All lines from the one containing "katajakasa: Right, the" to the end of the entries below should be output exactly as they appear. No other lines should be output.

==================================================

PR #1311, opened 2025-09-22
Fix Scoreboard

LegendaryBlueShirt:


src/game/protos/scene.c
```diff
@@ -40,10 +40,10 @@ int scene_create(scene *scene, game_state *gs, int scene_id) {
             bk_filename = get_resource_filename(get_resource_file(BK_INTRO + (scene_id - 1)));
             break;
         case SCENE_SCOREBOARD:
-            bk_filename = get_resource_filename("MENU.BK");
+            bk_filename = get_resource_filename(get_resource_file(BK_MENU));
             break;
         case SCENE_LOBBY:
-            bk_filename = get_resource_filename("NETARENA.PCX");
+            bk_filename = get_resource_filename(get_resource_file(PCX_NETARENA));
```
katajakasa: Why does this fix things ? I am specifically attempting to get rid of the get_resource_file() API.

katajakasa: Right, the filename was wrong. Anyway, I'm trying to just use static names, since the whole get_resource_file is just pointless misdirection now. So let's not use it.

LegendaryBlueShirt: okie dokie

==================================================

Written solution –
katajakasa: Right, the filename was wrong. Anyway, I'm trying to just use static names, since the whole get_resource_file is just pointless misdirection now. So let's not use it.

LegendaryBlueShirt: okie dokie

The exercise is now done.